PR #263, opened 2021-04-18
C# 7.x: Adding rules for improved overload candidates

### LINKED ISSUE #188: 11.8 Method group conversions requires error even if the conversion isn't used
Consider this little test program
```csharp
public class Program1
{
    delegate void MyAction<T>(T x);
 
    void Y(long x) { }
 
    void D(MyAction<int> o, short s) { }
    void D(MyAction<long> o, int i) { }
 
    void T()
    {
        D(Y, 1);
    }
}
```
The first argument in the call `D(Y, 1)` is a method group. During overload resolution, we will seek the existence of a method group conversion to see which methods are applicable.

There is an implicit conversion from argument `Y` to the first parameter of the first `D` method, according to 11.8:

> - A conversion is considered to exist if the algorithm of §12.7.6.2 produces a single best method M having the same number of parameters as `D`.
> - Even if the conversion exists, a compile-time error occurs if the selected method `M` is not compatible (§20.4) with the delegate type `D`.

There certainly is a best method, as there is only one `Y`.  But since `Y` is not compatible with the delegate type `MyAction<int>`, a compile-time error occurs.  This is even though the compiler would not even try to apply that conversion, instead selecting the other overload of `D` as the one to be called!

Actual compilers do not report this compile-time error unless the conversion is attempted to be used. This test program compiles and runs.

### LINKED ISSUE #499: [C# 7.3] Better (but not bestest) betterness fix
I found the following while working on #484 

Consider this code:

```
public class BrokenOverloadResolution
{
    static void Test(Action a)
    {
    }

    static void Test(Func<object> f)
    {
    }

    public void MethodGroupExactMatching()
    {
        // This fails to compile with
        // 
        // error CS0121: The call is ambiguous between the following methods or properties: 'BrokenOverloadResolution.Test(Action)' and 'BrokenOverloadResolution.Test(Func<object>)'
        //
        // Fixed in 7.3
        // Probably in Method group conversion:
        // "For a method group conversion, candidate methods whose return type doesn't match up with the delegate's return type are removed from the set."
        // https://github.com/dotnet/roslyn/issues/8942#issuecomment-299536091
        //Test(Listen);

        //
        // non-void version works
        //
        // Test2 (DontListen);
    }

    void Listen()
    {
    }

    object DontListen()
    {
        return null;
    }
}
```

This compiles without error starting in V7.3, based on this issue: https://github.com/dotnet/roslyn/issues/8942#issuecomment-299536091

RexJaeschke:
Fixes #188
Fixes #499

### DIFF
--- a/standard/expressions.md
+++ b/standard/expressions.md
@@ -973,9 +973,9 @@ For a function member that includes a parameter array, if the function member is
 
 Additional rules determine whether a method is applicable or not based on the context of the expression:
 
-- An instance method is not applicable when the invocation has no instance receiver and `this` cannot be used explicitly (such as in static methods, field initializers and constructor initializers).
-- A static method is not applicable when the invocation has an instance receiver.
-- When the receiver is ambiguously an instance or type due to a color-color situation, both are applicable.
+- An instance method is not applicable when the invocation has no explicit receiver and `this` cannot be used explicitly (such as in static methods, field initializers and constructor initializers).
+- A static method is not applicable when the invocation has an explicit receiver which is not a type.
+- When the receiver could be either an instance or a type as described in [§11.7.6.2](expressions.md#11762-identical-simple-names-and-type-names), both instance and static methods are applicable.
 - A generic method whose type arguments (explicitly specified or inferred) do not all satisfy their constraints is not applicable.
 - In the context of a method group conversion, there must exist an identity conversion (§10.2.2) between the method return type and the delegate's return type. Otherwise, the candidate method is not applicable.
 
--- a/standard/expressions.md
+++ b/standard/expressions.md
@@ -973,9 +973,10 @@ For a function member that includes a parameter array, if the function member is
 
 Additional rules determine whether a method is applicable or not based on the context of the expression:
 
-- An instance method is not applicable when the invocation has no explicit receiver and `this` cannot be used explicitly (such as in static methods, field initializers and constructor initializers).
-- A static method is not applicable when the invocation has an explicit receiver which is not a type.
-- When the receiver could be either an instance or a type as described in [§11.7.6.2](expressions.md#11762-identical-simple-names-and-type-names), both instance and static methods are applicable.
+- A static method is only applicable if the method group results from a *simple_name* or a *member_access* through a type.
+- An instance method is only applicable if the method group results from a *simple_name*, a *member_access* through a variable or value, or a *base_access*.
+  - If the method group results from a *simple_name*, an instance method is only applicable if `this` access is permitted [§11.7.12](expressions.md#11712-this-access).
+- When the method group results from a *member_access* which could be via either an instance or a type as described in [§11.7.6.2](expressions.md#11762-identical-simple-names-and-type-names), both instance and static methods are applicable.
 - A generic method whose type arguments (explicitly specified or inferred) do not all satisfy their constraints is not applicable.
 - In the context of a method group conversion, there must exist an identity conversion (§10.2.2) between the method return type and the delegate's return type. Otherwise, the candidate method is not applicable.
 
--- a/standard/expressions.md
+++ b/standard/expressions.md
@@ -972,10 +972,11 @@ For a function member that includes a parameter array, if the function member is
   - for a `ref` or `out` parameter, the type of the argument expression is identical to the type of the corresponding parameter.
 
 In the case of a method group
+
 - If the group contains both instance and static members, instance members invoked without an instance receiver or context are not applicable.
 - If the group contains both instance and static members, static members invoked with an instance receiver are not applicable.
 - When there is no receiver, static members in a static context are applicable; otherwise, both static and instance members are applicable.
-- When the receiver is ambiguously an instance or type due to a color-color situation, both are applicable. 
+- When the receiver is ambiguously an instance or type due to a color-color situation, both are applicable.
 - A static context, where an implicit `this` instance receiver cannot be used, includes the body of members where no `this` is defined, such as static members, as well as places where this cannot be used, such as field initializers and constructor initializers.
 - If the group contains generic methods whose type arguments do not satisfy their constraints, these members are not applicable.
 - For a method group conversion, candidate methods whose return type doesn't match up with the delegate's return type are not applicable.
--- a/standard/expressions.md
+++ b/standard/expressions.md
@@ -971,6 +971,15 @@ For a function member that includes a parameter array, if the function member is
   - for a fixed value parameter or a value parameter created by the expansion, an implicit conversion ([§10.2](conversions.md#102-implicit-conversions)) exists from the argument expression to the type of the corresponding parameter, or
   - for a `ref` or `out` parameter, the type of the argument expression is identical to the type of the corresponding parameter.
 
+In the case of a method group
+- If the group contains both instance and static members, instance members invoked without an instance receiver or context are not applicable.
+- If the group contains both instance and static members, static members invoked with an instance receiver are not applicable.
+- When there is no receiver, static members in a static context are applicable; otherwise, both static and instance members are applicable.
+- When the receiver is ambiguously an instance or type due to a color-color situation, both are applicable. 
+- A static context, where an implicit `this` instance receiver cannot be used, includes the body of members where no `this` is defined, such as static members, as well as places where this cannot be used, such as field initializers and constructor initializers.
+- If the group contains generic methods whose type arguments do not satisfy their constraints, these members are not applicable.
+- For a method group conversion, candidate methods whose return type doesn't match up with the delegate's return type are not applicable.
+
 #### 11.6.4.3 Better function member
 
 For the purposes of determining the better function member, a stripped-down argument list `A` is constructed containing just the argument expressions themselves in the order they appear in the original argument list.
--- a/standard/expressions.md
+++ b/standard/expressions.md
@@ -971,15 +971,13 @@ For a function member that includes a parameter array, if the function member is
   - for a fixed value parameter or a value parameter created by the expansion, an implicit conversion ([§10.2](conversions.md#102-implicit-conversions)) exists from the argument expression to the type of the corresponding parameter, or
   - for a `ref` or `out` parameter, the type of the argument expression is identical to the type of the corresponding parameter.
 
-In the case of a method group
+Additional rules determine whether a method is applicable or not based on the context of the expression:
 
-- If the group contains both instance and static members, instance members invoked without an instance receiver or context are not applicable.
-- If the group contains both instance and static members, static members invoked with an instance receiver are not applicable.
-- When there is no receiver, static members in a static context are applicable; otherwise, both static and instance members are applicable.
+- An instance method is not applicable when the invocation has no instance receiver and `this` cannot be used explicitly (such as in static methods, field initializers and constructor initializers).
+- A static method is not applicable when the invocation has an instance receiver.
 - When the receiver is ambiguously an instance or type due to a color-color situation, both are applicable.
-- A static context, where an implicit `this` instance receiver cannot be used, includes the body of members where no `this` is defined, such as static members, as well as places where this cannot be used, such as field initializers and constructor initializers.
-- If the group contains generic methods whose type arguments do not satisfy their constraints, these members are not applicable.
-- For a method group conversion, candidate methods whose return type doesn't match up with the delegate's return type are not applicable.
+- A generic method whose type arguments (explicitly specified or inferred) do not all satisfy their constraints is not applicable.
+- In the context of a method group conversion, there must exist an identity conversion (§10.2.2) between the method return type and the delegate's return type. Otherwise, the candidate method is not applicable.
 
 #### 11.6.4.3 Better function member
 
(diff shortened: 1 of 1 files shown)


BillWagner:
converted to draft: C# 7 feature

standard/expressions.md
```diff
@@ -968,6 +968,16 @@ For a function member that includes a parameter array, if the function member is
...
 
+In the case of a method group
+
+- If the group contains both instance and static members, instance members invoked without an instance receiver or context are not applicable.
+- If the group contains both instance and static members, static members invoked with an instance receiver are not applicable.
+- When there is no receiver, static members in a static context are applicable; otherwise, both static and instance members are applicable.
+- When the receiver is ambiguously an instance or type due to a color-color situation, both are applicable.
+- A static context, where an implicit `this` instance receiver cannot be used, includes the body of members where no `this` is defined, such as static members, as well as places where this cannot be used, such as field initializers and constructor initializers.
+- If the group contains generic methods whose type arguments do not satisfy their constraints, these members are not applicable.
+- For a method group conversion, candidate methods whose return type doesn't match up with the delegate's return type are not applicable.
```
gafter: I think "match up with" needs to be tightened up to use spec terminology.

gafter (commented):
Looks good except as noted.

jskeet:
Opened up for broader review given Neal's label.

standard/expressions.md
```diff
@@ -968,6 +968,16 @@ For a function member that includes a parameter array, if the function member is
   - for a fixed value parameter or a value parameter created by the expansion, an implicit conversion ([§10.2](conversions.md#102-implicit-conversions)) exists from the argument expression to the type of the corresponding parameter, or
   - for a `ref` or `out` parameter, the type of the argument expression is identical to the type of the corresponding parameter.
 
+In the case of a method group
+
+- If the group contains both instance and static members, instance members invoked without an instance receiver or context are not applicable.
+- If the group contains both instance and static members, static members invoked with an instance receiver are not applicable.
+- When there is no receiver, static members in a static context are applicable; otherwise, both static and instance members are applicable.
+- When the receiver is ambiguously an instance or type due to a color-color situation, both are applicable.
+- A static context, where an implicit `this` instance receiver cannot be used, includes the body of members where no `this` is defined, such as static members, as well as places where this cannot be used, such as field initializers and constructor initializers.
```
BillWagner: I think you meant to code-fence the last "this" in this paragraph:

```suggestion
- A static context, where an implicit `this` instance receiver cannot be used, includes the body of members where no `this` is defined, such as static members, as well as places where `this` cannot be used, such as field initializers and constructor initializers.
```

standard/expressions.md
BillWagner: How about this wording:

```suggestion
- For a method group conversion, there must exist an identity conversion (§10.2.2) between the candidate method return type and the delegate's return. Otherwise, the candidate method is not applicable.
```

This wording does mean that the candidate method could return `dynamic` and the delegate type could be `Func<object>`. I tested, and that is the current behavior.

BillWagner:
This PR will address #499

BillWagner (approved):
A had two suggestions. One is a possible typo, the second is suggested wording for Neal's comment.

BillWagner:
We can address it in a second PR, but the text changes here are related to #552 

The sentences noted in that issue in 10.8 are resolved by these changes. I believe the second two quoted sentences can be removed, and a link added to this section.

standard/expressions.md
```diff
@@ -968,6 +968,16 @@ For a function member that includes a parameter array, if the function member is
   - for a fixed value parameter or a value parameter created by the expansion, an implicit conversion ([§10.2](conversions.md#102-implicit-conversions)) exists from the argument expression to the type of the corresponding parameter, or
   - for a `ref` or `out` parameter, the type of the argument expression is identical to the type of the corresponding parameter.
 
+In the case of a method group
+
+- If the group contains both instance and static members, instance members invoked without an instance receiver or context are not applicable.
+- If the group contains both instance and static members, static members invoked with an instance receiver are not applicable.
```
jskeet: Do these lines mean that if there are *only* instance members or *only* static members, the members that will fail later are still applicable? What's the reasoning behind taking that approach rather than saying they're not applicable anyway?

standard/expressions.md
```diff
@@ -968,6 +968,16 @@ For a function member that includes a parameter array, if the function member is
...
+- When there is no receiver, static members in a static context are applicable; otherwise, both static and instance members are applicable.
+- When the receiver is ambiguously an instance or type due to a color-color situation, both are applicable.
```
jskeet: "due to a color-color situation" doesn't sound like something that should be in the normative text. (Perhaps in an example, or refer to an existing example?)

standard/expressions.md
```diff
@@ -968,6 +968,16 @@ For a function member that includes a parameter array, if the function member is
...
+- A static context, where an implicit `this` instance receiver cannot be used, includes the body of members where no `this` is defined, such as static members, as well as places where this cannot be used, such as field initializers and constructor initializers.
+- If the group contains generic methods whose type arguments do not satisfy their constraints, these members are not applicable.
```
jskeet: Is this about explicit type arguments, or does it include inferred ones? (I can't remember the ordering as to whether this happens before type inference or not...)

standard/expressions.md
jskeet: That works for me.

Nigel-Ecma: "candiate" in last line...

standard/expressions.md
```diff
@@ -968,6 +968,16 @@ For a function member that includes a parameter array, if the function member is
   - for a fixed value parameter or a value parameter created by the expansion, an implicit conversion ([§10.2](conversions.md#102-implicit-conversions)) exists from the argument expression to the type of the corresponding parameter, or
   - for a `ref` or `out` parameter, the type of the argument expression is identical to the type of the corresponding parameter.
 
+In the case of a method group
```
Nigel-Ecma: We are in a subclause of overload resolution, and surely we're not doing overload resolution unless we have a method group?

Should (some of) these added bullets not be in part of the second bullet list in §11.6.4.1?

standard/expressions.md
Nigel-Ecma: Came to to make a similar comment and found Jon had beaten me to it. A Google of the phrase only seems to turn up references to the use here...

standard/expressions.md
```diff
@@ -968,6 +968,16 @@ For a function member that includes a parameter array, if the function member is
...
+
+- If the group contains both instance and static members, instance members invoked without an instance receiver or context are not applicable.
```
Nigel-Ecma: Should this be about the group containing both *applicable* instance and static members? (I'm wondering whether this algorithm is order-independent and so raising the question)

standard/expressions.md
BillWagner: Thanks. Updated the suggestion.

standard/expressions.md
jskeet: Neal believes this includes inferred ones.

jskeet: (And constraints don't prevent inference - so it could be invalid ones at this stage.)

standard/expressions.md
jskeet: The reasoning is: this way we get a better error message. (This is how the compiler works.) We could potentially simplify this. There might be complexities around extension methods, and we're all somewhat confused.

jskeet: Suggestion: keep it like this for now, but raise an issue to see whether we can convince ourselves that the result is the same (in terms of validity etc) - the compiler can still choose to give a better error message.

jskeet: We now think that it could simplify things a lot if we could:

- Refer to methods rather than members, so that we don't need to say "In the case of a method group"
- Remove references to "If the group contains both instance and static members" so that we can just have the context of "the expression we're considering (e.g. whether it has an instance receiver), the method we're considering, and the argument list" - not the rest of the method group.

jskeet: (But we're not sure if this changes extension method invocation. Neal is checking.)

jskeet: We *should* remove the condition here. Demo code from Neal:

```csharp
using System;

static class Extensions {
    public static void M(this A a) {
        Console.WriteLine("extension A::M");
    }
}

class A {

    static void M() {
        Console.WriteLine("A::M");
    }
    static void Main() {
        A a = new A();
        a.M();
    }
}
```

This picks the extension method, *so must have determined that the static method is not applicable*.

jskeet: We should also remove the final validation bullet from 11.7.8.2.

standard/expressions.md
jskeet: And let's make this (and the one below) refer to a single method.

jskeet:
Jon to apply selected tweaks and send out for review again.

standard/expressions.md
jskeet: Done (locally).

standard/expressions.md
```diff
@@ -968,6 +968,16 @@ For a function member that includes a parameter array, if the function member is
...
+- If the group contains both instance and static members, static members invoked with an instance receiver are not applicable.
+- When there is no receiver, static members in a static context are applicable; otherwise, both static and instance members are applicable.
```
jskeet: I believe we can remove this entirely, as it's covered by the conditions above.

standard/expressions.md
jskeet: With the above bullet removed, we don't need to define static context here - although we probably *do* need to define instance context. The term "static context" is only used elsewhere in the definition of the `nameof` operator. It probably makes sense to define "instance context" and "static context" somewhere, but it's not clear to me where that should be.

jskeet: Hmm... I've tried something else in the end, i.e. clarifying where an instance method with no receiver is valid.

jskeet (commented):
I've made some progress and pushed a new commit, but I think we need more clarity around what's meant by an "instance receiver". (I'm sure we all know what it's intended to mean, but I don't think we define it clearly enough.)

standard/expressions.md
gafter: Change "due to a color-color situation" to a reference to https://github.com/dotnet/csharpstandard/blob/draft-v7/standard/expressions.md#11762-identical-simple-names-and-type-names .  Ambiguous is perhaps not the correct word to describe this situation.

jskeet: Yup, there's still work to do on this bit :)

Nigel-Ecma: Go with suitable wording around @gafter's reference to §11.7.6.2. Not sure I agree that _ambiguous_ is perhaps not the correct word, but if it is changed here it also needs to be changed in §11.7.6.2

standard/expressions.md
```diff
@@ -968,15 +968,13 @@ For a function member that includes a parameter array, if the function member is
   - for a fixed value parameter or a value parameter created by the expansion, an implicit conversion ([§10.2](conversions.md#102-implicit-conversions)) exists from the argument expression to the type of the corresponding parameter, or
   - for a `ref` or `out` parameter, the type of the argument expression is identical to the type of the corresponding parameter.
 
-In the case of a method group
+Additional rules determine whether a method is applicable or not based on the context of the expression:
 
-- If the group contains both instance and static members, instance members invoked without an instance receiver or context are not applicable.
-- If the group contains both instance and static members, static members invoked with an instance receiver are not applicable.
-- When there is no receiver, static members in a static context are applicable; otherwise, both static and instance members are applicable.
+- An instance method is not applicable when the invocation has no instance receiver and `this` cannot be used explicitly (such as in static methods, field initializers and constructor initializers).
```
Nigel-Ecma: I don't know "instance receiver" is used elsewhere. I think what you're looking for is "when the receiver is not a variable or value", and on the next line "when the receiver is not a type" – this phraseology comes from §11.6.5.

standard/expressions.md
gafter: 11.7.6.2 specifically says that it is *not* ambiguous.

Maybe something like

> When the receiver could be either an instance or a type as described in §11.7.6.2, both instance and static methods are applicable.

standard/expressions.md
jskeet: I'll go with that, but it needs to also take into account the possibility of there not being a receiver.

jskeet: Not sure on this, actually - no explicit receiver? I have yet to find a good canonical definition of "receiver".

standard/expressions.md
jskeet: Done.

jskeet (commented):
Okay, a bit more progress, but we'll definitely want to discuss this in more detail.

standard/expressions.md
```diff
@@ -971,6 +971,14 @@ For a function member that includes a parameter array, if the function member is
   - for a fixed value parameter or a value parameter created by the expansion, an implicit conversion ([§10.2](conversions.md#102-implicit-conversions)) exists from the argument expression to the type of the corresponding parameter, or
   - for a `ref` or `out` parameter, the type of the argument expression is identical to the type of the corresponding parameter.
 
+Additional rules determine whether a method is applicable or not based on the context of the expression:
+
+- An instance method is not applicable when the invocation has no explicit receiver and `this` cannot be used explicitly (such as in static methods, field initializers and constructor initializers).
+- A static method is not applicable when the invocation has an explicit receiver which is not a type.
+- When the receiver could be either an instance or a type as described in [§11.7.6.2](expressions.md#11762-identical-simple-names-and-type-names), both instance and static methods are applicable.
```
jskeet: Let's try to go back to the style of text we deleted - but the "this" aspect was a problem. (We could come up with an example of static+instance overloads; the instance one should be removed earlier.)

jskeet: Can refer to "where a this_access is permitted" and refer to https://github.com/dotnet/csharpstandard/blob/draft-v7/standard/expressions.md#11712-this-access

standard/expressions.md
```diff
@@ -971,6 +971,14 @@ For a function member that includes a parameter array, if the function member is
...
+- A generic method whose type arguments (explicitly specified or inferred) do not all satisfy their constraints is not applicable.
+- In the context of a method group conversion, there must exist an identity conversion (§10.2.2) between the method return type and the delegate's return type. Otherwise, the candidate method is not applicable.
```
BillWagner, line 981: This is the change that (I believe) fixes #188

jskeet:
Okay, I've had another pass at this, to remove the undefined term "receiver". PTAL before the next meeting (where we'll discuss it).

=-=-=-=-=

**YOUR INSTRUCTIONS:** Which lines of the data include the word "references"? Copy each one.

**SOLUTION:**
Nigel-Ecma: Came to to make a similar comment and found Jon had beaten me to it. A Google of the phrase only seems to turn up references to the use here...
- Remove references to "If the group contains both instance and static members" so that we can just have the context of "the expression we're considering (e.g. whether it has an instance receiver), the method we're considering, and the argument list" - not the rest of the method group.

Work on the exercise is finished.